I’m not the Only One
“For all have sinned and fall short of the glory of God and are justified by His grace as a gift through the redemption that is Christ Jesus.” Romans 3:23-24
In September of 2002, my husband and I had been married about 6 weeks. We went to the Grand Canyon with some friends. We flew back to Los Angeles. He boarded an airplane with his friends to go hike Half Dome in Yosemite and I left the airport to go home because I had to work the next day.
I stayed with him until his flight left. There was a call for he and his friends to board their flight. I began to tear up because I was going to miss him. A woman saw me crying and walked over to me. She asked, “what is wrong, honey?” I told her, “we just got married and this is the first night I will be away from him.” She said, “well, ain’t that sweet…but give it 10 years and then you will be happy when he leaves.” I didn’t laugh, I cried more.
Fast forward from that moment to the present, we had just celebrated 15 years of marriage. My husband’s friend ask him to help their family move across the country. He asked me if he could help him and I said, “have a great time!” So those woman’s words in the airport, kind of came true.
Part of me couldn’t believe I was glad he was leaving. Guilt set in and I thought I was a horrible wife for wanting some space. And then I wondered if he could take our daughter too. I love them both to the moon and back but for the love of God, I just wanted time alone.
The enemy began to tell me more lies. I began to think that I was the worst mother in the world. I see social media posts of friends with their children explaining about how much they love being home with them and how they do not want the summer to end. And I feel like the biggest jerk for feeling annoyed at my husband and daughter.

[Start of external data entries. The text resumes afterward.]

PR #6451, opened 2024-09-29
[Notifications] Resolve notification params from the db [1.7.x]

roei3000b:
On this [pr](https://github.com/mlrun/mlrun/pull/4334/files) we exclude notifications params.
Because of that, the `workflow-runner` pod which should send the `start running` notification didn't send the starting message (the notifications on `MLRUN_EXEC_CONFIG` didn't include the params as I mentioned above).
Here we introduce solution to this problem by getting the notifications from the api (with new `RunFormat.notifications`) which should contains also the params that is missing.

image

### DIFF
--- a/mlrun/common/formatters/run.py
+++ b/mlrun/common/formatters/run.py
@@ -22,5 +22,8 @@ class RunFormat(ObjectFormat, mlrun.common.types.StrEnum):
     # No enrichment, data is pulled as-is from the database.
     standard = "standard"
 
+    # Performs run enrichment, including the run's artifacts..
+    notifications = "notifications"
+
     # Performs run enrichment, including the run's artifacts. Only available for the `get` run API.
     full = "full"
--- a/mlrun/common/formatters/run.py
+++ b/mlrun/common/formatters/run.py
@@ -22,7 +22,7 @@ class RunFormat(ObjectFormat, mlrun.common.types.StrEnum):
     # No enrichment, data is pulled as-is from the database.
     standard = "standard"
 
-    # Performs run enrichment, including the run's artifacts.
+    # Enrich run with full notifications since the notification params are subtracted from the run body.
     notifications = "notifications"
 
     # Performs run enrichment, including the run's artifacts. Only available for the `get` run API.
--- a/mlrun/common/formatters/run.py
+++ b/mlrun/common/formatters/run.py
@@ -22,7 +22,7 @@ class RunFormat(ObjectFormat, mlrun.common.types.StrEnum):
     # No enrichment, data is pulled as-is from the database.
     standard = "standard"
 
-    # Performs run enrichment, including the run's artifacts..
+    # Performs run enrichment, including the run's artifacts.
     notifications = "notifications"
 
     # Performs run enrichment, including the run's artifacts. Only available for the `get` run API.
--- a/mlrun/execution.py
+++ b/mlrun/execution.py
@@ -24,6 +24,7 @@ from dateutil import parser
 
 import mlrun
 import mlrun.common.constants as mlrun_constants
+import mlrun.common.formatters
 from mlrun.artifacts import ModelArtifact
 from mlrun.datastore.store_resources import get_store_resource
 from mlrun.errors import MLRunInvalidArgumentError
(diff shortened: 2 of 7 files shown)


server/api/db/sqldb/db.py
```diff
@@ -335,14 +336,18 @@ def update_runs_requested_logs(
         )
         session.commit()
 
-    def read_run(self, session, uid, project=None, iter=0):
+    def read_run(self, session, uid, project=None, iter=0, with_notifications=False):
         project = project or config.default_project
         run = self._get_run(session, uid, project, iter)
```
quaark: probably a bug :) 
```suggestion
        run = self._get_run(session, uid, project, iter, with_notifications=with_notifications)
```

quaark (changes requested):
Looks good!
Think there's a bug in the code, probably why the test is failing as well

mlrun/common/formatters/run.py
```diff
@@ -22,5 +22,8 @@ class RunFormat(ObjectFormat, mlrun.common.types.StrEnum):
     # No enrichment, data is pulled as-is from the database.
     standard = "standard"
 
+    # Performs run enrichment, including the run's artifacts..
```
alonmr: Fix comment
> including the run's artifacts..

mlrun/projects/pipelines.py
```diff
@@ -1074,10 +1075,18 @@ def load_and_run(
         return
 
     # extract "start" notification if exists
+    run_db = mlrun.get_run_db()
+
+    # Here we want to get the run object with the notifications because we want to also get the notifications params
+    # (the context.get_notifications() doesn't include notifications params,
+    # see https://github.com/mlrun/mlrun/pull/4334/files)
```
alonmr: Not a fan of long comments. PR can be added in the description instead.
```suggestion
    # Get the full notifications from the DB since the run context does not contain the params due to bloating
```

mlrun/common/formatters/run.py
```diff
@@ -22,5 +22,8 @@ class RunFormat(ObjectFormat, mlrun.common.types.StrEnum):
     # No enrichment, data is pulled as-is from the database.
     standard = "standard"
 
+    # Performs run enrichment, including the run's artifacts.
```
alonmr:
```suggestion
    # Enrich run with full notifications since the notification params are subtracted from the run body.
```

mlrun/projects/pipelines.py
```diff
@@ -1074,10 +1075,18 @@ def load_and_run(
...
+    run = run_db.read_run(
+        context.uid, format_=mlrun.common.formatters.RunFormat.notifications
+    )
```
alonmr: why not move this into `context.get_notifications()` ?

server/api/crud/runs.py
```diff
@@ -125,7 +125,15 @@ def get_run(
...
         run = server.api.utils.singletons.db.get_db().read_run(
-            db_session, uid, project, iter
+            db_session,
+            uid,
+            project,
+            iter,
+            with_notifications=format_
+            in [
+                mlrun.common.formatters.RunFormat.notifications,
+                mlrun.common.formatters.RunFormat.full,
```
alonmr: for 1.7 I don't see a reason to make full also return notifications I think it adds risk because full is used in many places. we should probably change these places to use a new "enrich just artifacts" format

alonmr (changes requested):
Looks nice! A few comments

mlrun/execution.py
```diff
@@ -928,9 +929,16 @@ def set_hostname(self, host: str):
 
     def get_notifications(self):
         """Get the list of notifications"""
+
+        run_db = mlrun.get_run_db()
+
+        # Get the full notifications from the DB since the run context does not contain the params due to bloating
+        run = run_db.read_run(
```
alonmr:
```suggestion
        run = self._rundb.read_run(
```

mlrun/projects/pipelines.py
```diff
@@ -25,6 +25,7 @@
 import mlrun_pipelines.utils
 
 import mlrun
+import mlrun.common.formatters
```
alonmr: needed?

server/api/crud/runs.py
```diff
@@ -124,8 +124,15 @@ def get_run(
         format_: mlrun.common.formatters.RunFormat = mlrun.common.formatters.RunFormat.full,
     ) -> dict:
         project = project or mlrun.mlconf.default_project
+
+        # TODO: 1.8 - add notification also when format is full.
```
alonmr:
```suggestion
        # TODO: 1.8 - add notifications for full format as well.
```

alonmr (changes requested):
Minor

alonmr (approved):

liranbg (approved):

PR #6488, opened 2024-10-07
[Notifications] Mask notification secret params on submit_workflow [1.7.x]

roei3000b:
We need to mask  notification secret params on submit_workflow so we can store the notification secret params as k8s secret.

https://iguazio.atlassian.net/browse/ML-8029

### DIFF
--- a/server/api/api/utils.py
+++ b/server/api/api/utils.py
@@ -223,22 +223,58 @@ def mask_notification_params_on_task(
     action: server.api.constants.MaskOperations,
 ):
     """
+    Mask notification config params from the task dictionary
+    :param task:    The task object to mask
+    :param action:  The masking operation to perform on the notification config params (conceal/redact)
+    """
+    run_uid = get_in(task, "metadata.uid")
+    project = get_in(task, "metadata.project")
+    notifications = task.get("spec", {}).get("notifications", [])
+    if notifications:
+        task.setdefault("spec", {})["notifications"] = _mask_notifications_params(
+            run_uid,
+            project,
+            [
+                mlrun.model.Notification.from_dict(notification)
+                for notification in notifications
+            ],
+            action,
+        )
+
+
+def mask_notification_params_on_task_object(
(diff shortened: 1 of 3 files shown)


server/api/api/utils.py
```diff
@@ -223,22 +223,58 @@ def mask_notification_params_on_task(
...
     notifications = task.get("spec", {}).get("notifications", [])
-    masked_notifications = []
     if notifications:
-        for notification in notifications:
-            notification_object = mlrun.model.Notification.from_dict(notification)
-            masked_notifications.append(
-                mask_op(project, run_uid, notification_object).to_dict()
-            )
-        task.setdefault("spec", {})["notifications"] = masked_notifications
+        task.setdefault("spec", {})["notifications"] = _mask_notifications_params(
```
theSaarco: Looks like in this flow you're missing a `to_dict()` on the masked notifications - before your change the code would do `mask_op(...).to_dict()`, which is something you don't do now.

theSaarco (changes requested):
Looks fine, but there's a missing conversion in one flow.

server/api/api/utils.py
roei3000b: You right, thanks 👍

liranbg (approved):

theSaarco (approved):
LGTM.

server/api/crud/workflows.py
```diff
@@ -233,6 +240,11 @@ def run(
             run_name=runner.metadata.name,
             load_only=load_only,
         )
+        # We want to store the secret params as k8s secret, so later we can access them with the project internal secret
+        # key that was created.
+        server.api.api.utils.mask_notification_params_on_task_object(
+            run_spec, server.api.constants.MaskOperations.CONCEAL
+        )
```
alonmr, line 247: there is some common code here together with node selector enrichment with the schedule flow can be merged to method

PR #6493, opened 2024-10-08
[Logs] Return log collection legacy fallback and fix periodic collection

alonmr:
1. Revert the legacy log collection fallback in case periodic job malfunctions.
2. Change get runs filter for periodic collection to get last 4 hours so that it doesn't collect logs for removed pods

https://iguazio.atlassian.net/browse/ML-8027

### DIFF
--- a/server/api/main.py
+++ b/server/api/main.py
@@ -417,16 +417,18 @@ async def _initiate_logs_collection(start_logs_limit: asyncio.Semaphore):
         ) - datetime.timedelta(
             seconds=int(config.runtime_resources_deletion_grace_period)
         )
+
+        # aborted means the pods were deleted and logs were already fetched
+        run_states = mlrun.common.runtimes.constants.RunStates.terminal_states()
+        run_states.remove(mlrun.common.runtimes.constants.RunStates.aborted)
         runs_uids.extend(
             await fastapi.concurrency.run_in_threadpool(
                 get_db().list_distinct_runs_uids,
                 db_session,
                 requested_logs_modes=[False],
-                # get only uids as there might be many runs which reached terminal state while the API was down, the
-                # run objects will be fetched in the next step
                 only_uids=True,
                 last_update_time_from=last_update_time,
-                states=mlrun.common.runtimes.constants.RunStates.terminal_states(),
+                states=run_states,
             )
         )
         if runs_uids:
--- a/server/api/main.py
+++ b/server/api/main.py
@@ -403,7 +403,7 @@ async def _initiate_logs_collection(start_logs_limit: asyncio.Semaphore):
     """
     db_session = await fastapi.concurrency.run_in_threadpool(create_session)
     try:
-        # list all the runs in the system which we didn't request logs collection for yet
+        # list all the runs currently still running in the system which we didn't request logs collection for yet
         runs_uids = await fastapi.concurrency.run_in_threadpool(
             get_db().list_distinct_runs_uids,
             db_session,
@@ -418,7 +418,8 @@ async def _initiate_logs_collection(start_logs_limit: asyncio.Semaphore):
             seconds=int(config.runtime_resources_deletion_grace_period)
         )
 
-        # aborted means the pods were deleted and logs were already fetched
+        # Add all the completed/failed runs in the system which we didn't request logs collection for yet.
+        # Aborted means the pods were deleted and logs were already fetched.
         run_states = mlrun.common.runtimes.constants.RunStates.terminal_states()
         run_states.remove(mlrun.common.runtimes.constants.RunStates.aborted)
         runs_uids.extend(
--- a/server/api/main.py
+++ b/server/api/main.py
@@ -403,17 +403,31 @@ async def _initiate_logs_collection(start_logs_limit: asyncio.Semaphore):
     """
     db_session = await fastapi.concurrency.run_in_threadpool(create_session)
     try:
-        # we don't want initiate logs collection for aborted runs
-        run_states = mlrun.common.runtimes.constants.RunStates.all()
-        run_states.remove(mlrun.common.runtimes.constants.RunStates.aborted)
-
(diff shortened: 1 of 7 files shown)


server/api/main.py
```diff
@@ -403,17 +403,31 @@ async def _initiate_logs_collection(start_logs_limit: asyncio.Semaphore):
...
+        runs_uids.extend(
+            await fastapi.concurrency.run_in_threadpool(
+                get_db().list_distinct_runs_uids,
+                db_session,
+                requested_logs_modes=[False],
+                # get only uids as there might be many runs which reached terminal state while the API was down, the
+                # run objects will be fetched in the next step
+                only_uids=True,
+                last_update_time_from=last_update_time,
+                states=mlrun.common.runtimes.constants.RunStates.terminal_states(),
```
roei3000b: Remove the aborted status as it was before

server/api/runtime_handlers/base.py
```diff
@@ -1631,6 +1637,25 @@ def _get_run_label_selector(project: str, run_uid: str):
...
+            logs_from_k8s = crud.Logs()._get_logs_legacy_method(
+                db_session, project, uid, source=LogSources.K8S, run=run
+            )
+            if logs_from_k8s:
+                logger.info("Storing run logs", project=project, uid=uid)
+                server.api.crud.Logs().store_log(
+                    logs_from_k8s, project, uid, append=False
+                )
+                # Tell the periodic log collection to not request logs (this assumes the run is in terminal state)
+                db.update_runs_requested_logs(db_session, [uid], requested_logs=True)
```
roei3000b: 1. Why do we assume that the run is in terminal state and not check it?
2. Why do we update the requested_logs only if we have logs from k8s? don't we need to update it also if we doesn't have logs from k8s?

roei3000b (commented):
Loogs great!
Some questions.

server/api/runtime_handlers/base.py
alonmr: 1. We already check it outside of the function but I guess we can check it here as well to make sure - added
2. We let the periodic log collection job handle it because it will mark it as requested logs after `max_consecutive_start_log_requests` threshold passed

roei3000b (approved):
LGTM

server/api/main.py
```diff
@@ -403,17 +403,33 @@ async def _initiate_logs_collection(start_logs_limit: asyncio.Semaphore):
...
+            states=mlrun.common.runtimes.constants.RunStates.non_terminal_states(),
+        )
+
+        last_update_time = datetime.datetime.now(
+            datetime.timezone.utc
+        ) - datetime.timedelta(
+            seconds=int(config.runtime_resources_deletion_grace_period)
+        )
+
+        # aborted means the pods were deleted and logs were already fetched
```
quaark: I'd add another comment here to make it clear why we have this extra query:
```suggestion
        # add all the completed/failed runs in the system which we didn't request logs collection for yet.
        # aborted means the pods were deleted and logs were already fetched.
```

And I'd add to the previous query a comment saying it's querying the still running runs (added a separate comment there)

server/api/main.py
```diff
@@ -403,17 +403,33 @@ async def _initiate_logs_collection(start_logs_limit: asyncio.Semaphore):
     """
     db_session = await fastapi.concurrency.run_in_threadpool(create_session)
     try:
-        # we don't want initiate logs collection for aborted runs
-        run_states = mlrun.common.runtimes.constants.RunStates.all()
-        run_states.remove(mlrun.common.runtimes.constants.RunStates.aborted)
-
         # list all the runs in the system which we didn't request logs collection for yet
```
quaark:
```suggestion
        # list all the runs currently still running in the system which we didn't request logs collection for yet
```

server/api/runtime_handlers/base.py
```diff
@@ -1631,6 +1637,28 @@ def _get_run_label_selector(project: str, run_uid: str):
...
+                logger.info("Storing run logs", project=project, uid=uid)
+                server.api.crud.Logs().store_log(
+                    logs_from_k8s, project, uid, append=False
+                )
+                if run.get("status", {}).get("state") in RunStates.terminal_states():
+                    # Tell the periodic log collection to not request logs
+                    db.update_runs_requested_logs(
+                        db_session, [uid], requested_logs=True
+                    )
+
```
quaark: This is mostly a styling thing, but IMO, I usually prefer methods like these with many `if` indentations to do `if not`s and return, to make the method slightly easier to read.
Also, since we are re-introducing this mainly for the fallback I'd rewrite the BC comment to emphasize the fallback first and then BC.
```suggestion
    @staticmethod
    def _ensure_run_logs_collected(
        db: DBInterface, db_session: Session, project: str, uid: str, run: dict = None
    ):
        # We use this method as a fallback in case the periodic collect job malfunctions,
        # and also for backwards compatibility in case we would not use the log collector but rather
        # the legacy method to pull logs.
        log_file_exists, _ = crud.Logs().log_file_exists_for_run_uid(project, uid)
        if log_file_exists:
            # nothing to ensure
            return
        
       
        logs_from_k8s = crud.Logs()._get_logs_legacy_method(
            db_session, project, uid, source=LogSources.K8S, run=run
        )
        if not logs_from_k8s:
            # no log to store
            return
        
        logger.info("Storing run logs", project=project, uid=uid)
        server.api.crud.Logs().store_log(
            logs_from_k8s, project, uid, append=False
        )
        if run.get("status", {}).get("state") in RunStates.terminal_states():
            # Tell the periodic log collection to not request logs
            db.update_runs_requested_logs(
                db_session, [uid], requested_logs=True
            )
```

quaark (changes requested):
Looks good!
Left a couple of comments mainly relating to readability - to ensure we understand why we have this behaviour still.

quaark (approved):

I expressed my guilt to my friends. A lot of them said they were counting the days when school was back in session. Hmmm…so, it isn’t just me. Even my counselor told me that when her husband, who works from home, goes into the office, she feels like celebrating.
Maybe it is true, absence makes the heart grow fonder.
I wanted a close knit family, where we spent all of our moments together. But that didn’t happen. I love them deeply but not enough to be around them all the time. Life is about balance. The enemy wants me to feel isolation, that I am the only one with bad feelings. He reminds me of my history of Postpartum Depression and how rotten I could be around others.
But God reminds me that I am not the only one going through life’s ups and downs. He reminds me that I have a lot to be thankful towards and I can go to Him with my bad thoughts and anger ANYTIME. I can ask for forgiveness and a grateful heart for my life to change this complaining attitude. And still I have God’s grace when I feel annoyed when there are dirty socks and dishes left out.
Lesson Learned: I am reminded that there is always someone going through the same or worse than me. And there is still plenty to be thankful for in my life.
“Dear Lord Jesus, forgive me for complaining about my life. But I thank you for your grace and mercy in the times that I fall short. Continually remind me of your goodness and blessing in my life. Give me a new focus when things are bad times and they are temporary. Remind me to fill myself up with your word and to go to prayer for help. (And thank you that school is starting soon…). In Jesus’ Name, AMEN!